5 Cara Mudah Kurangi Asupan Karbohidrat

Selasa, 25 Desember 2018 – 04:49 WIB
Sarapan. Ilustrasi Foto: Allex Qomarullah/Jawa Pos

jpnn.com - Berbicara seputar kesehatan, ada banyak upaya yang harus diperhatikan. Misalnya, menerapkan gaya hidup sehat dengan mengurangi asupan karbohidrat. Mengapa asupan karbohidrat mesti dikurangi?

Perlu diketahui bahwa asupan karbohidrat berlebihan bisa berbahaya bagi kesehatan. Kondisi itu bisa menimbulkan sejumlah gangguan kesehatan, mulai dari kelebihan berat badan hingga meningkatkan risiko terkena diabetes. 

BACA JUGA: Karbohidrat Terbaik untuk Membantu Anda Membakar Lemak Perut

Dilansir dari Healthline, berikut ini 5 cara yang bisa Anda ikuti untuk mengurangi asupan karbohidrat:

1. Pilihlah sumber lemak yang tepat

BACA JUGA: Bosan Makan Nasi? Coba Ganti dengan 4 Karbohidrat Ini

Anda bisa mengganti asupan karbohidrat yang hilang dari dari tubuh Anda dengan mengonsumsi makanan mengandung lemak. Namun, pilihlah asupan lemak baik yang dapat meningkatkan fungsi pembuluh darah dan kerja jantung seperti alpukat, salmon, sarden, biji bunga matahari, minyak zaitun, kacang almond, ikan-ikanan, hingga daging ayam tanpa lemak.

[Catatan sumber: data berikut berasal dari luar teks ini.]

PR #90, opened 2017-09-08
Add missing ioctl header

baruchsiach:
The spidev.h header uses macros from linux/ioctl.h. Add this header
explicitly since some libc, like musl, do not include it implicitly.
This fixes the following build failure:

In file included from .../sysroot/usr/include/sys/ioctl.h:7:0,
                 from hd44780-spi.c:31:
hd44780-spi.c: In function ‘spi_transfer’:
hd44780-spi.c:89:24: error: ‘_IOC_SIZEBITS’ undeclared (first use in this function)
  status = ioctl(p->fd, SPI_IOC_MESSAGE(1), &xfer);
                        ^

### DIFF
--- a/server/drivers/hd44780-pifacecad.c
+++ b/server/drivers/hd44780-pifacecad.c
@@ -54,6 +54,7 @@
 #include <unistd.h>
 #include <fcntl.h>
 #include <sys/ioctl.h>
+#include <linux/ioctl.h>
 #include <stdint.h>
 #include <linux/spi/spidev.h>
 
--- a/server/drivers/hd44780-spi.c
+++ b/server/drivers/hd44780-spi.c
@@ -29,6 +29,7 @@
 #include <unistd.h>
 #include <fcntl.h>
 #include <sys/ioctl.h>
+#include <linux/ioctl.h>
 #include <stdint.h>
 #include <linux/spi/spidev.h>
 


haraldg:
Are you sure this isn't a bug either in musl or the
linux headers?

I think including one header should be safe without
including an other?

baruchsiach:
The kernel included `tools/spi/spidev_test.c` tool includes `linux/ioctl.h` in addition to `linux/spi/spidev.h`. Both headers are Linux specific, so this has nothing to do with musl. You might argue that `spidev.h` should include the Linux specific `ioctl.h`. But event if that gets fixed in the kernel, you would still like to keep compatibility with older kernel headers.

haraldg:
Yes, I think we will merge this for backwards compatibility. However I want to make sure that if there is a bug elsewhere, it get's properly reported and fixed therer too.

baruchsiach:
Posted a patch for the kernel header.

https://marc.info/?l=linux-spi&m=150506459822531&w=2

haraldg:
Looks like nobody responded to the patch to the kernel so far. I have picked up the patch to lcdproc with the workaround, because I don't see the point in waiting any longer. However leaving this PR open as a remainder, that this still isn't fixed properly.

baruchsiach:
The kernel patch is currently queued in the the SPI maintainer's git tree in a fixes for v4.14 branch. So this should be fixed in the final v4.14. Mark even marked it for stable kernels.

https://git.kernel.org/pub/scm/linux/kernel/git/broonie/spi.git/commit/?h=fix/uapi&id=a2b4a79b88b24c49d98d45a06a014ffd22ada1a4

haraldg:
Nice. I didn't see any confirmation in the linux-spi ML archive. Closing this now.

PR #95, opened 2017-09-30
Add support for HD44780-compatible WINSTAR WEH00xxyyA OLED Displays - try 2

mskalski:
Added support for WINSTAR OLED displays - almost compatible to
HD44780 LCDs. These displays require slightly different initialization sequence,
especially required on display reinitialization without powering it off first.

This was achieved through additional Model option, incorporating to it 
existing 'ExtendedMode' for KS0073 display which require also special
handling. Added also PT6314 VFD model to available models.

Tested on Raspberry PI and WINSTAR WEH001604ALPP5N00001 OLED display
connected through I2C PCF8574 connection (4-bits obviously) and
WINSTAR WEH002004ALPP5N00001 OLED. Should work on any connection.

It is first part - next would be adding backlight handling using internal brightness commands for WINSTAR OLED and PT6314 VFD.

### DIFF
--- a/server/drivers/hd44780-low.h
+++ b/server/drivers/hd44780-low.h
@@ -126,6 +126,9 @@
 #define DEFAULT_OFFBRIGHTNESS	300
 /**@}*/
 
+/** Maximum value of brightness */
+#define MAX_BRIGHTNESS		1000
+
 /** \name Maximum sizes of the keypad
  *@{*/
 /* DO NOT CHANGE THESE VALUES, unless you change the functions too! */
@@ -277,6 +280,15 @@ typedef struct hd44780_private_data {
 	          		     set to HD44780_MODEL_EXTENDED */
 	int line_address;	/**< address of the next line in extended mode  */
 	int backlight_type;	/**< way of handling backlight. */
+	int backlight_cmd_on;	/**< internal command(s) for enabling backlight */
+	int backlight_cmd_off;	/**< internal command(s) for disabling backlight */
+
+	/** Value saved during display initialization in common_init(),
+	 *  given for FUNC_SET command, to use for later.
+	 *
+	 *  NOTE: if common_init() from specific connection type is not called,
+	 *  update it for correct value. For now used only for PT6314_VFD model */
+	int func_set_mode;
 
 	int delayMult;		/**< Delay multiplier for slow displays */
 	char delayBus;		/**< Delay if data is sent too fast over LPT port */
@@ -494,6 +506,7 @@ static void set_have_backlight_pin(PrivateData *p, int on) {
 #define WINST_PWRON	0x04	/**< Internal power on (high brightness)*/
 #define WINST_PWROFF	0x00	/**< Internal power off (low brightness)*/
 
+
 /** Function set (RE=0) */
 #define FUNCSET		0x20
 #define IF_8BIT		0x10
@@ -504,6 +517,18 @@ static void set_have_backlight_pin(PrivateData *p, int on) {
 #define SMALLCHAR	0x00	/**< 5x8 characters */
 #define EXTREG		0x04	/**< Select ext. registers (Yes, the same bits) */
 #define SEGBLINK	0x02	/**< CGRAM/SEGRAM blink, only if RE=1 */
+
+/** Extra definitions for setting PT6314_VFD brihtness
+ *  yes - same bits used as extended registers */
+#define PT6314_BRIGHT_100	0x00
+#define PT6314_BRIGHT_75	0x01
+#define PT6314_BRIGHT_50	0x02
+#define PT6314_BRIGHT_25	0x03
+
+/* mask for brightness */
+#define PT6314_BRIGHT_MASK	0x03
+
+
 
 /** Set CGRAM address (RE=0) */
 #define SETCHAR		0x40
--- a/server/drivers/hd44780-low.h
+++ b/server/drivers/hd44780-low.h
@@ -97,6 +97,28 @@
 
 /** @} */
 
+/** \name Types of backlight handling
+ * @{
+ * Shall be treated as bitmask
+ */
+
+
+/** No backlight handling at all */
+#define BACKLIGHT_NONE              0
+
+/** Backlight handled hrough external pin. */
+#define BACKLIGHT_EXTERNAL_PIN 0x0001
+
+/** Backlight handled through internal commands built in driver,
+ *  usually through special commands for model chosen with Model option*/
+#define BACKLIGHT_INTERNAL     0x0002
+
+/** Backlight handled through internal commands defined in configuration file */
+#define BACKLIGHT_CONFIG_CMDS  0x0004
+
+/** @} */
+
+
 /** \name Symbolic default values
  *@{*/
 #define DEFAULT_CONTRAST	800
@@ -246,14 +268,15 @@ typedef struct hd44780_private_data {
 	/** \name Display features
 	 *@{*/
 	char have_keypad;
-	char have_backlight;
 	char have_output;
+	/* have_backlight moved to function have_backlight_pin() below */
 	/**@}*/
 
 	int model;		/**< model selected in configuration.
 	          		     For extended mode on some weird controllers
 	          		     set to HD44780_MODEL_EXTENDED */
 	int line_address;	/**< address of the next line in extended mode  */
+	int backlight_type;	/**< way of handling backlight. */
 
 	int delayMult;		/**< Delay multiplier for slow displays */
 	char delayBus;		/**< Delay if data is sent too fast over LPT port */
@@ -394,6 +417,19 @@ has_extended_mode(PrivateData *p) {
 	return p->model == HD44780_MODEL_EXTENDED;
 }
 
+/* returns if display is configured to use external backlight pin */
+static char have_backlight_pin(PrivateData *p) {
+
+	return (p->backlight_type & BACKLIGHT_EXTERNAL_PIN);
+}
+
+/* sets configration value for using external pin for backlight */
+static void set_have_backlight_pin(PrivateData *p, int on) {
+	if (on)
+		p->backlight_type |= BACKLIGHT_EXTERNAL_PIN;
+	else
+		p->backlight_type &= ~BACKLIGHT_EXTERNAL_PIN;
+}
 
 
 /* commands for senddata */
--- a/server/drivers/hd44780-low.h
+++ b/server/drivers/hd44780-low.h
@@ -388,6 +388,13 @@ typedef struct hwDependentFns {
 /* Prototypes */
 void common_init(PrivateData *p, unsigned char if_bit);
 
+/* returns if display needs/is using 'Extended mode'- nonzero if yes */
+static short
+has_extended_mode(PrivateData *p) {
+	return p->model == HD44780_MODEL_EXTENDED;
+}
+
+
 
 /* commands for senddata */
 #define RS_DATA		0x00
--- a/server/drivers/hd44780-low.h
+++ b/server/drivers/hd44780-low.h
@@ -129,6 +129,10 @@
 /** Maximum value of brightness */
 #define MAX_BRIGHTNESS		1000
 
+/** Maximum value of contrast */
+#define MAX_CONTRAST		1000
+
+
 /** \name Maximum sizes of the keypad
  *@{*/
 /* DO NOT CHANGE THESE VALUES, unless you change the functions too! */
--- a/server/drivers/hd44780-low.h
+++ b/server/drivers/hd44780-low.h
@@ -75,6 +75,28 @@
 #define IF_TYPE_SPI		6
 /**@}*/
 
+/** \name Symbolic name for specific models
+ * @{
+ * Used here to handle various conflicting differences in command sets.
+ * Some optional features are nottied to model even if it appears only in that model
+ * unless not are not conflicting, as default settings are compatible across all devices.
+ * (for example FontBank) */
+
+/** Standard / default model. Should work with most of HD44780-compatible displays */
+#define HD44780_MODEL_DEFAULT		0
+/** Extended model - 4 lines activated with special bits and extra commands (EXTREG) */
+#define HD44780_MODEL_EXTENDED		1
+/** WINSTAR WEH00xxyyA (WEH001604A, WEH002004A, ...) and others, requires slightly different
+ * initialization sequence and have extra commands for handling brightness */
+#define HD44780_MODEL_WINSTAR_OLED	2
+/** PTC PT6314 VFD Displays - have extra command for setting four-level brightness.
+ *  Otherwise is compatible to other HD44780s */
+#define HD44780_MODEL_PT6314_VFD	3
+
+/* Possibly extended further...*/
+
+/** @} */
+
 /** \name Symbolic default values
  *@{*/
 #define DEFAULT_CONTRAST	800
@@ -162,7 +184,7 @@ typedef struct hd44780_private_data {
 
 #ifdef HAVE_I2C
 	/* i2c based connection types */
-	
+
 	int i2c_backlight_invert;
 	int i2c_line_RS;
 	int i2c_line_RW;
@@ -228,7 +250,9 @@ typedef struct hd44780_private_data {
 	char have_output;
 	/**@}*/
 
-	char ext_mode;		/**< use extended mode on some weird controllers */
+	int model;		/**< model selected in configuration.
+	          		     For extended mode on some weird controllers
+	          		     set to HD44780_MODEL_EXTENDED */
 	int line_address;	/**< address of the next line in extended mode  */
 
 	int delayMult;		/**< Delay multiplier for slow displays */
@@ -419,6 +443,13 @@ void common_init(PrivateData *p, unsigned char if_bit);
 
 /** Shift or scroll enable (RE=1) */
 #define HSCROLLEN	0x10
+
+/** Extra definitions on Winstar OLED displays - set last 2 bits (=0x03) to activate */
+#define WINST_MODESET	0x13	/**< required bits for command */
+#define WINST_TEXTMODE	0x00	/**< Activate text mode */
+#define WINST_GRAPHMODE	0x08	/**< Activate graphic mode */
+#define WINST_PWRON	0x04	/**< Internal power on (high brightness)*/
+#define WINST_PWROFF	0x00	/**< Internal power off (low brightness)*/
 
 /** Function set (RE=0) */
 #define FUNCSET		0x20
--- a/server/drivers/hd44780.c
+++ b/server/drivers/hd44780.c
@@ -304,6 +304,13 @@ HD44780_init(Driver *drvthis)
 		report(RPT_ERR, "%s: unknown Backlight type: %s", drvthis->name, s);
 		return -1;
 	}
+	p->backlight_cmd_on	= drvthis->config_get_int(drvthis->name, "backlightcmdon", 0, 0);
+	p->backlight_cmd_off	= drvthis->config_get_int(drvthis->name, "backlightcmdoff", 0, 0);
+	if ((p->backlight_type & BACKLIGHT_CONFIG_CMDS) && (!p->backlight_cmd_on || !p->backlight_cmd_off)) {
+		report(RPT_ERR, "%s: No commands for enabling or disabling backlight specified for backlight type internalCmds", drvthis->name);
+		return -1;
+	}
+
 	p->have_output		= drvthis->config_get_bool(drvthis->name, "outputport", 0, 0);
 	p->delayMult 		= drvthis->config_get_int(drvthis->name, "delaymult", 0, 1);
 	p->delayBus 		= drvthis->config_get_bool(drvthis->name, "delaybus", 0, 1);
@@ -616,16 +623,45 @@ HD44780_init(Driver *drvthis)
 void
 common_init(PrivateData *p, unsigned char if_bit)
 {
+	/* If currently backlightstate is not yet initialized, it is -1, which is != 0,
+	 * so set brightness based on Brightness setting. This will work also if backlight handling
+	 * is not used */
+	int init_brightness = (p->backlightstate) ? p->brightness : p->offbrightness;
+
+	unsigned char cmd_funcset =  FUNCSET | if_bit | TWOLINE | SMALLCHAR;
 	if (has_extended_mode(p)) {
 		/* Set up extended mode */
-		p->hd44780_functions->senddata(p, 0, RS_INSTR, FUNCSET | if_bit | TWOLINE | SMALLCHAR | EXTREG);
+		p->hd44780_functions->senddata(p, 0, RS_INSTR, cmd_funcset | EXTREG);
 		p->hd44780_functions->uPause(p, 40);
 		p->hd44780_functions->senddata(p, 0, RS_INSTR, EXTMODESET | FOURLINE);
 		p->hd44780_functions->uPause(p, 40);
 	}
 
-	/* set up standard mode. by default font_bank is zero (and is ignored on most of displays) */
-	p->hd44780_functions->senddata(p, 0, RS_INSTR, FUNCSET | if_bit | TWOLINE | SMALLCHAR | p->font_bank);
+	if (p->model == HD44780_MODEL_PT6314_VFD) {
+		cmd_funcset &= ~PT6314_BRIGHT_MASK;
+		p->func_set_mode = cmd_funcset;
+
+		if (init_brightness >= 3 * (MAX_BRIGHTNESS / 4))
+			cmd_funcset |= PT6314_BRIGHT_100; /* = 0x00 */
+		else if (init_brightness >= MAX_BRIGHTNESS / 2)
+			cmd_funcset |= PT6314_BRIGHT_75; /* = 0x01 */
+		else if (init_brightness > MAX_BRIGHTNESS / 4)
+			cmd_funcset |= PT6314_BRIGHT_50; /* = 0x02 */
+		else
+			cmd_funcset |= PT6314_BRIGHT_25; /* = 0x03 */
+	}
+	else {
+		/* by default font_bank is zero
+		 * this is ignored on most of displays, except of PT6314 VFD,
+		 * which this value means completely different, but is handled above */
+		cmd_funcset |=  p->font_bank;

Hindari lemak jahat yang memiliki kadar lemak kenuh tinggi seperti gorengan, daging merah yang berlemak, kulit ayam, dan makanan cepat saji yang dapat meningkatkan kadar kolesterol jahat dalam tubuh.

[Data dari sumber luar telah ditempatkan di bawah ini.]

PR #96, opened 2017-10-07
Enables the Futaba TOSD-5711BB LED display to display the time with a flashing colon (:) between the hours & minutes and (optionally) seconds. 

the-black-eagle:


mskalski (commented):
I would rather not change indentation. It's difficult to see what have changed

the-black-eagle:
I ran it through 'indent' with the config file specified in the docs.  Basically, there is some extra processing in 'futaba_send_string' to determine if we want to display a time, a separate thread to actually flash the colon(s) and the addition of 4 flags to the driver's private data.

haraldg:
I agree with @mskalski - this PR is almost impossible to review. I recommend creating a new branch (based on master), doing the indent there again and just commiting the indent changes. (Add the exact options used to the commit message, so that it's easy to verify later.) Then rebase or merge your PR to the new branch. This should give you a commit with just the real changes without any manual editing. Then push -f your new two commit branch to this PR.

the-black-eagle:
Yeah, didn't realise that running indent on it would make it much harder for you guys.  I'll close this and re-submit a PR without the indent changes.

BACA JUGA: 10 Jenis Diet ini Tepat untuk Penderita Asam Urat

2. Hentikan mengonsumsi minuman manis

Jika Anda hobi mengonsumsi minuman manis, sebaiknya hindari dari sekarang. Menurut penelitian yang dilakukan oleh Harvard School of Public Health, minuman manis merupakan faktor utama pemicu obesitas dan diabetes.

Gula yang terkandung dalam minuman manis dapat menaikkan kadar gula darah dengan cepat, sehingga membuat perut tidak merasa kenyang. Itulah sebabnya orang cenderung makan banyak setelah minum minuman manis.

Selain itu, banyak minum minuman manis bisa mengakibatkan kandungan gula tinggi ini justru menambah asupan kalori yang tidak perlu. Apabila Anda merasa haus, maka carilah pengganti minuman manis yang lebih sehat seperti air mineral.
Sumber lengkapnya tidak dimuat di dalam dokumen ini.